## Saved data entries
PR #4534, opened 2022-04-25
`FeatureStore` abstraction definition

mananshah99:
Defines a `FeatureStore` abstraction and associated tests as a first step to allow for independent scale-out for a graph's features and its `edge_index`. A roadmap for remaining features and implementation details will follow shortly. More details:
* Defines `FeatureStore(MutableMapping)` with basic CRUD operations as abstract methods as well as support for advanced indexing
* Defines `TensorAttr` and `AttrView` as classes that aid in accessing, modifying, and viewing elements in a feature store
* Defines `CastMixin` for straightforward `TensorAttr` creation
* Defines a basic (incomplete) feature store implementation `MyFeatureStore` along with associated tests to showcase API and indexing functionality


torch_geometric/data/feature_store.py
```diff
@@ -0,0 +1,220 @@
...
+    attr: TensorAttr
+
+    def __init__(self, store, attr):
+        self._store = store
+        self.attr = attr
+
+    def __getattr__(self, tensor_type):
+        r"""Supports attr_view.attr"""
+        self.attr.tensor_type = tensor_type
+        return self
```
yaoyaowd, line 73: not 100% sure where did  we use this.

torch_geometric/data/feature_store.py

## TASK TO CARRY OUT
Write every record out again, unaltered.

## OUTPUT FOR THIS TASK
PR #4534, opened 2022-04-25
`FeatureStore` abstraction definition

mananshah99:
Defines a `FeatureStore` abstraction and associated tests as a first step to allow for independent scale-out for a graph's features and its `edge_index`. A roadmap for remaining features and implementation details will follow shortly. More details:
* Defines `FeatureStore(MutableMapping)` with basic CRUD operations as abstract methods as well as support for advanced indexing
* Defines `TensorAttr` and `AttrView` as classes that aid in accessing, modifying, and viewing elements in a feature store
* Defines `CastMixin` for straightforward `TensorAttr` creation
* Defines a basic (incomplete) feature store implementation `MyFeatureStore` along with associated tests to showcase API and indexing functionality


torch_geometric/data/feature_store.py
```diff
@@ -0,0 +1,220 @@
...
+    attr: TensorAttr
+
+    def __init__(self, store, attr):
+        self._store = store
+        self.attr = attr
+
+    def __getattr__(self, tensor_type):
+        r"""Supports attr_view.attr"""
+        self.attr.tensor_type = tensor_type
+        return self
```
yaoyaowd, line 73: not 100% sure where did  we use this.

torch_geometric/data/feature_store.py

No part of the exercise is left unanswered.